15. The method of claim 13 further comprising recovering the
n-pentene stream.
16. The method of claim 13 further comprising contacting the
n-pentene stream with a hydrogenation catalyst in a hydrogenation
reaction zone under hydrogenation conditions to form an n-pentane
stream.
17. The method of claim 13 further comprising oligomerizing the
n-pentene stream to produce a C.sub.10+ distillate stream.
18. The method of claim 13 wherein the oxygenate-containing
feedstock comprises C.sub.1 to C.sub.5 monohydroxy alcohol.

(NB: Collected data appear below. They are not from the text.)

PR #876, opened 2021-12-01
PHPLIB-760: Force primary for $out/$merge if any servers are pre-5.0

jmikola:
https://jira.mongodb.org/browse/PHPLIB-760

### DIFF
--- a/src/Collection.php
+++ b/src/Collection.php
@@ -87,9 +87,6 @@ class Collection
     /** @var integer */
     private static $wireVersionForReadConcernWithWriteStage = 8;
 
-    /** @var integer */
-    private static $wireVersionForSecondarySupportsWriteStage = 13;
-
     /** @var string */
     private $collectionName;
 
@@ -228,21 +225,9 @@ class Collection
             $options['readPreference'] = $this->readPreference;
         }
 
-        $server = select_server($this->manager, $options);
-
-        /* If a write stage is being used with a read preference (explicit or
-         * inherited), check that the wire version supports it. If not, force a
-         * primary read preference and select a new server if necessary. */
-        if (
-            $hasWriteStage && isset($options['readPreference']) &&
-            ! server_supports_feature($server, self::$wireVersionForSecondarySupportsWriteStage)
-        ) {
-            $options['readPreference'] = new ReadPreference(ReadPreference::RP_PRIMARY);
-
-            if ($server->isSecondary()) {
-                $server = select_server($this->manager, $options);
-            }
-        }
+        $server = $hasWriteStage
+            ? select_server_for_aggregate_write_stage($this->manager, $options)
+            : select_server($this->manager, $options);
 
         /* MongoDB 4.2 and later supports a read concern when an $out stage is
          * being used, but earlier versions do not.
--- a/src/functions.php
+++ b/src/functions.php
@@ -19,6 +19,7 @@ namespace MongoDB;
 
 use Exception;
 use MongoDB\BSON\Serializable;
+use MongoDB\Driver\Exception\RuntimeException as DriverRuntimeException;
 use MongoDB\Driver\Manager;
 use MongoDB\Driver\ReadPreference;
 use MongoDB\Driver\Server;
@@ -41,6 +42,32 @@ use function MongoDB\BSON\fromPHP;
 use function MongoDB\BSON\toPHP;
 use function reset;
 use function substr;
+
+/**
+ * Check whether all servers support executing a write stage on a secondary.
+ *
+ * @internal
+ * @param Server[] $servers
+ */
+function all_servers_support_write_stage_on_secondary(array $servers): bool
+{
+    /* Write stages on secondaries are technically supported by FCV 4.4, but the
+     * CRUD spec requires all 5.0+ servers since FCV is not tracked by SDAM. */
+    static $wireVersionForWriteStageOnSecondary = 13;
+
+    foreach ($servers as $server) {
+        // We can assume that load balancers only front 5.0+ servers
+        if ($server->getType() === Server::TYPE_LOAD_BALANCER) {
+            continue;
+        }
+
+        if (! server_supports_feature($server, $wireVersionForWriteStageOnSecondary)) {
+            return false;
+        }
+    }
+
+    return true;
+}
 
 /**
  * Applies a type map to a document.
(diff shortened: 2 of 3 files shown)


src/functions.php
```diff
@@ -42,6 +43,39 @@
...
+        try {
+            $manager->selectServer(new ReadPreference(ReadPreference::NEAREST));
+        } catch (DriverRuntimeException $e) {
+        }
+
+        $servers = $manager->getServers();
+    }
+
+    foreach ($servers as $server) {
+        if (! server_supports_feature($server, $wireVersionForWriteStageOnSecondary)) {
```
jmikola, line 71: For context, this just ensures that the server's minWireVersion is <= 13 and its maxWireVersion is >= 13.

src/Collection.php
```diff
@@ -228,22 +225,18 @@ public function aggregate(array $pipeline, array $options = [])
...
-        /* If a write stage is being used with a read preference (explicit or
-         * inherited), check that the wire version supports it. If not, force a
-         * primary read preference and select a new server if necessary. */
+        /* If a write stage is being used with a non-primary read preference and
+         * at least one server is pre-5.0, force a primary read preference. */
         if (
             $hasWriteStage && isset($options['readPreference']) &&
-            ! server_supports_feature($server, self::$wireVersionForSecondarySupportsWriteStage)
+            $options['readPreference']->getMode() !== ReadPreference::RP_PRIMARY &&
+            ! all_servers_support_write_stage_on_secondary($this->manager)
```
jmikola, line 233: Since the whole point of the spec change ([DRIVERS-1969](https://jira.mongodb.org/browse/DRIVERS-1969)) is to ensure we fall back to a primary read preference, we only need to bother with `all_servers_support_write_stage_on_secondary` if a non-primary read preference was specified (or inherited).

src/functions.php
```diff
@@ -42,6 +43,39 @@
...
+
+    $servers = $manager->getServers();
+
+    /* If no servers are available, assume that SDAM has not been initialized
+     * and make a single server selection attempt to do so now. We do not
+     * actually care about selecting a server so any error can be ignored. */
+    if (empty($servers)) {
+        try {
+            $manager->selectServer(new ReadPreference(ReadPreference::NEAREST));
+        } catch (DriverRuntimeException $e) {
```
jmikola, line 64: A server selection failure typically comes up as a ConnectionTimeoutException, but the extenion's RuntimeException is the base class and also suitable to work with here.

src/functions.php
```diff
@@ -42,6 +43,39 @@
...
+ * Check whether all servers support executing a write stage on a secondary.
+ *
+ * @internal
+ * @see https://github.com/mongodb/specifications/blob/master/source/crud/crud.rst#aggregation-pipelines-with-write-stages
+ */
+function all_servers_support_write_stage_on_secondary(Manager $manager): bool
+{
+    static $wireVersionForWriteStageOnSecondary = 13;
+
+    $servers = $manager->getServers();
```
jmikola, line 56: [`Manager::getServers()`](https://github.com/mongodb/mongo-php-driver/blob/1.11.1/src/MongoDB/Manager.c#L671) calls [`mongoc_client_get_server_descriptions`](http://mongoc.org/libmongoc/current/mongoc_client_get_server_descriptions.html), which doesn't initialize the topology. The PHP driver does model all of the various server types reported by libmongoc, so unknown (and other non-usable) servers will get reported here.

I don't believe we need to worry about a case where SDAM is initialized but there are no servers in the topology. The spec describes that as a [terminal condition](https://github.com/mongodb/specifications/blob/master/source/server-discovery-and-monitoring/server-discovery-and-monitoring.rst#other-topologytypes), after which the driver would be left in an unusable state.

src/functions.php
kevinAlbs: IIUC I think this should also return true if `$server->getType() == Server::LOAD_BALANCED`. For load balanced, all backing servers are assumed to be >= 5.0.

src/functions.php
```diff
@@ -42,6 +43,39 @@
...
+
+    /* If no servers are available, assume that SDAM has not been initialized
+     * and make a single server selection attempt to do so now. We do not
+     * actually care about selecting a server so any error can be ignored. */
+    if (empty($servers)) {
+        try {
+            $manager->selectServer(new ReadPreference(ReadPreference::NEAREST));
```
kevinAlbs, line 63: IIUC the intent is here to initialize SDAM and do one full scan. `ReadPreference::NEAREST` is arbitrary.

Could this use the user's read preference, and return the selected matching server on success?

I think that could avoid this (rare) scenario:

- MongoDB cluster is: P5 S5 S4
- ReadPreference=Secondary and read preference tags are set to only match S4.
- S4 is unavailable initially. The initial scan keeps S4 as Unknown.
- The S4 becomes available shortly after.
- The next server selection selects waits for matching read preference tags and selects the S4.

kevinAlbs (commented):
Looks good overall! Thank you for the detailed comments. I noted a few things to consider.

src/functions.php
jmikola: Can do. The current language in the CRUD spec was a compromise coming out of https://github.com/mongodb/specifications/pull/1095#discussion_r744793693. My original intention was to have the driver check the `hello` response of the backing server (which we explicitly implemented in libmongoc for the benefit of wrapping drivers); however, that was problematic because the other specs (LB, SDAM) don't currently talk about an approach for doing so. I expect some future spec is going to have to deal with that (e.g. feature requiring 5.2+).

src/functions.php
jmikola: One concern would be if server selection fails and then we realize that all servers are 5.0+. In that case, the exception we ignored is actually what should be thrown. That said, I can just save the exception and rethrow it later in the function.

My original idea was to create a separate `select_server()` function specifically for `$out` and `$merge`, but I backpedaled to this boolean function to keep things simpler. I can try to rework this function by reverting it from a boolean check back to more complex server selection function.

src/functions.php
```diff
@@ -459,3 +486,49 @@ function select_server(Manager $manager, array $options): Server
...
+
+/**
+ * Performs server selection for an aggregate operation with a write stage. The
+ * $options parameter may be modified by reference if a primary read preference
+ * must be forced due to the existence of pre-5.0 servers in the topology.
+ *
+ * @internal
+ * @see https://github.com/mongodb/specifications/blob/master/source/crud/crud.rst#aggregation-pipelines-with-write-stages
+ */
+function select_server_for_aggregate_write_stage(Manager $manager, array &$options): Server
```
jmikola, line 498: @kevinAlbs: I changed `all_servers_support_write_stage_on_secondary` to no longer initialize the topology. It now just receives a list of servers directly.

This function is my attempt to incorporate your suggestion from https://github.com/mongodb/mongo-php-library/pull/876#discussion_r761158900.

src/functions.php
```diff
@@ -42,6 +43,32 @@
...
+{
+    /* Write stages on secondaries are technically supported by FCV 4.4, but the
+     * CRUD spec requires all 5.0+ servers since FCV is not tracked by SDAM. */
+    static $wireVersionForWriteStageOnSecondary = 13;
+
+    foreach ($servers as $server) {
+        // We can assume that load balancers only front 5.0+ servers
+        if ($server->getType() === Server::TYPE_LOAD_BALANCER) {
+            continue;
+        }
```
jmikola, line 62: I realize that if there's a load balancer it will be the only server in the topology, so this could also just `return true`. I could also have moved this logic above the call to `all_servers_support_write_stage_on_secondary`, but I was happier to contain this check within the function.

kevinAlbs (approved):
LGTM

src/functions.php
jmikola: I manually tested this approach with a mixed-version replica set:

 * `localhost:27044` (4.4 primary)
 * `localhost:27050` (5.0 secondary)

To create this replica set, I initialized a two-node replica set with 4.4.x and then took the secondary offline and restarted it with a 5.0.x binary. That was necessary to avoid the error described in [this community forum post](https://www.mongodb.com/community/forums/t/addind-replicaset-members-with-different-versions-4-4-6-and-5-0/118579/2), since a replica set initialized with 5.0.x does not allow adding older servers (due to minWireVersion being bumped).

From there, I ran the following script to insert some data fixtures and attempt execution of an `$out` pipeline on a secondary:

```
<?php

require_once 'vendor/autoload.php';

$client = new MongoDB\Client('mongodb://127.0.0.1:27044/?replicaSet=rs0');

$coll = $client->test->foo;
$coll->drop();
$coll->insertMany([['x' => 1], ['x' => 2], ['x' => 3]], ['writeConcern' => new MongoDB\Driver\WriteConcern(2)]);

$cursor = $coll->aggregate(
    [
        ['$match' => ['x' => ['$gt' => 1]]],
        ['$out' => 'bar'],
    ],
    ['readPreference' => new MongoDB\Driver\ReadPreference('secondary')]
);

echo "\nDocs in test.bar:\n";
foreach ($client->test->bar->find([]) as $doc) {
    printf("%s\n", json_encode($doc));
}
```

I also adding some debugging statements to confirm the server on which `aggregate` is executed. With this patch, the 4.4 primary is always selected. Before this patch, the 5.0 secondary would have been selected.

Next, I modified the read preference to include a non-matching tag set to coerce a server selection failure. Before this patch, a server selection exception would have been thrown. With this patch, the 4.4 primary is still selected as the fall back. This addresses the inadvertent BC break in the original implementation, which I alluded to in [DRIVERS-1969](https://jira.mongodb.org/browse/DRIVERS-1969).

jmikola:
Note: the test failure for PHP 7.1 is expected because it uses the PHPC master branch, which dropped support for 7.1 in [PHPC-1880](https://jira.mongodb.org/browse/PHPC-1880).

19. The method of claim 13 wherein the alcohol comprises a C.sub.1
to C.sub.5 monohydroxy alcohol.
20. The method of claim 1 wherein the oxygenate-containing
feedstock comprises methanol and wherein the alcohol comprises
methanol.
Description
BACKGROUND OF THE INVENTION
[0001] Currently, butadiene comes from steam cracking of petroleum
feedstocks. In the steam cracking of hydrocarbons such as ethane,
liquefied petroleum gas, naphtha, and gasoil, a steam cracking
product is produced which comprises olefins such as ethylene,
propylene, butylene, and heavier hydrocarbons. The composition of
the heavier hydrocarbons from the stream cracking process will vary
according to the feedstock charged to the steam cracking reaction
zone. The lighter the feedstock, the more light olefins are
produced. As the steam cracking feedstock increases in carbon
number, the more aromatics are formed among the heavier
hydrocarbons. Generally, the C.sub.4 fraction, produced by the
steam cracking reaction may contain as much as 45 weight percent
di-olefins as butadiene, and about 50 to about 60 weight percent
mono-olefins such as normal butenes and iso-butenes. Approximately
15 to about 25 weight percent of the C.sub.4 fraction comprises
iso-butylene. The steam cracking process is well known to those of
ordinary skill in the art. Steam cracking processes are generally
carried out in radiant furnace reactors at elevated temperatures
for short residence times while maintaining a low reactant partial
pressure, relatively high mass velocity, and effecting a low
pressure drop through the reaction zone.
[0002] However, it is expected that future production of butadiene
from steam crackers will fall short of demand because the
feedstocks to steam crackers are becoming lighter, with a shift
away from naphtha feed to ethane feed. Consequently, there will be
a need for the intentional production of butadiene. One problem
which this raises is where an appropriate feed source for the
production of butadiene can be found. Such a feed would desirably
contain normal butenes, with little or no isobutene. Typically,
this feed would come from steam cracking. However, it is expected
that there will be a shortage of butenes from steam crackers for
the same reason the butadiene shortage is expected, the shift to
lighter feeds to the steam cracker.
[0003] Therefore, there is a need for an economical and substantial
feedstock of normal butenes with little or no isobutene.
SUMMARY OF THE INVENTION
[0004] One aspect of the invention involves a method of producing
butene from an oxygenate-containing feedstock. In one embodiment,
the method comprises contacting the oxygenate-containing feedstock
in an oxygenate conversion reactor with an oxygenate conversion
catalyst at reaction conditions effective to convert the
oxygenate-containing feedstock to an oxygenate conversion effluent
stream comprising light olefins and C.sub.4+ hydrocarbons, wherein
the light olefins comprise ethylene and propylene and the C.sub.4+
hydrocarbons comprise butenes and pentenes, the butenes comprising
n-butene and isobutenes, and the pentenes comprising n-pentene and
isopentenes. The oxygenate conversion effluent stream is separated
in a separation zone into a light olefin stream and a C.sub.4-
hydrocarbon stream. The C.sub.4+ hydrocarbon stream is contacted
with an etherification catalyst in an etherification reaction zone
at etherification conditions to react the isobutenes and tertiary
isopentenes with an alcohol to produce an etherification effluent
stream comprising n-butenes, n-pentenes, and ethers, the ethers
comprising methyl tert-butyl ether and tert-amyl methyl ether. The
etherification effluent stream is separated into an ether stream
and an olefin stream comprising n-butenes and n-pentenes.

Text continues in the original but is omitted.